Yesterday I mounted a pair of GIK Monster traps at the ceiling tri-corner in the back of the room. I thought I would share how I did it in case others are interested in doing likewise. Or, if you have better ideas on how to do this, please share them.

First, this is a photo of the rear of the HT room showing the traps on GIK's stands. These are the first two that I purchased only a couple of weeks ago. Since then I have added 3 more Monster traps of a custom size. Information on how I used them along with plots is in a tread "Klipschorn Room Treatments."


----------



## hjones4841 (Jan 21, 2009)

From the top of the speaker to the ceiling is 42", so horizontal mounting was the only option for putting them at the ceiling.

I first thought about using the hanging wire that came with the traps. The room has a suspended ceiling, so I took out a couple of tiles to see if that was a option. If I used the original eyehook locations, the hanging wires would have to be 24" away from the corner, side to side and 8" away from the walls going into the room direction. I had a floor joist in the right position on the right side, but not on the left.

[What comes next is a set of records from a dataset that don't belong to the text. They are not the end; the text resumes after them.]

PR #74, opened 2020-04-30
Ubuntu 20.04 compatibility - adjust package build process

### LINKED ISSUE #63: Ubuntu 20.04 compatibility
At the moment there are few separate issues that are preventing DRAKVUF Sandbox from working on Ubuntu 20.04:

* [X] [dh-virtualenv is not shipped in Ubuntu 20.04 because it doesn't build properly - Python 2 being deprecated](https://github.com/spotify/dh-virtualenv/issues/298) (found workaround)
* [X] drakvuf-bundle depends on `libjson-c3` and `libnettle6` which are present in Ubuntu 20.04 under bumped versions (can be easily adjusted)
* [X] Xen is yielding compile errors under 20.04 (found workaround)
* [x] Xen is crashing under 20.04 (found patch)

patches:
* [X] adjustment PR to drakvuf
* [x] adjustment PR to drakvuf-sandbox

icedevml:
resolve #63

### DIFF
--- a/drakcore/package/Dockerfile
+++ b/drakcore/package/Dockerfile
@@ -4,10 +4,13 @@ FROM $IMAGE
 ENV DEBIAN_FRONTEND=noninteractive
 
 RUN apt-get update && \
-    apt-get install -y wget curl python3.7 python3.7-venv python3-pip dh-virtualenv debhelper devscripts && \
+    apt-get install -y wget curl python3 python3-venv python3-pip debhelper devscripts lsb-release && \
+    curl "https://debs.icedev.pl/manual/dh-virtualenv/$(lsb_release -cs)/dh-virtualenv_1.2~dev-1_all.deb" -o dh-virtualenv.deb && \
     curl -sL https://deb.nodesource.com/setup_13.x | bash - && \
     apt-get install -y nodejs && \
-    python3.7 -m pip install pip
+    python3 -m pip install pip && \
+    pip3 install virtualenv && \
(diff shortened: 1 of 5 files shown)


drakcore/package/Dockerfile
```diff
@@ -4,10 +4,13 @@ FROM $IMAGE
 ENV DEBIAN_FRONTEND=noninteractive
 
 RUN apt-get update && \
-    apt-get install -y wget curl python3.7 python3.7-venv python3-pip dh-virtualenv debhelper devscripts && \
+    apt-get install -y wget curl python3 python3-venv python3-pip debhelper devscripts && \
+    curl https://debs.icedev.pl/manual/focal-dev/dh-virtualenv_1.2~dev-1_all.deb -o dh-virtualenv.deb && \
```
icedevml, line 8: either install dh-virtualenv from repository or download our custom build if `"$(lsb_release -cs)" = "focal"` ?

seems to be only feasible option for now

icedevml:
artifacts: https://debs.icedev.pl/minio/manual/pr-74/

icedevml:
Also, then it comes to the dependencies linked from `debs.icedev.pl`:

* minio - because the official CDN is throttling :/
* dh-virtualenv - no official package for Ubuntu 20.04, so we do have to use our custom deb within the build system
* drakvuf-bundle - I think in the future we will start building it within our CI as well; it would be required to build a separate package for all supported distros (when supporting 20.04 it's not possible to make a generic deb anymore, at least with the current approach)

I also noted some flex in the wood side of the trap when held horizontally by the wires (I think the intent is to hang them vertically), so time for Plan B.

I mounted some 5" "L" brackets to the side walls, 24" down from the ceiling and 32" out from the corner.


----------



## hjones4841 (Jan 21, 2009)

Although I did this myself, I highly recommend a second person to hold the trap in place to keep it from tipping forward while securing it. Mine friction-fit fairly well to the ceiling, but I almost got bopped in the head by the trap once.

After lifting the trap into place, I secured it to the brackets using dry wall screws. Only the rear screw went into the wood frame of the trap. Had I used longer brackets I might have been able to put a screw into the front frame.

I thought about using small L brackets to secure the upper sides of the trap to the side walls, but instead mounted an eye bolt near the corner at ceiling level. Then I put the GIK hanging wire from the two upper eyes in the trap to that one. This allowed me to pull both sides of the trap snug to the wall.

So, there you have it - flying Monsters. Was it worth the effort? Absolutely.


----------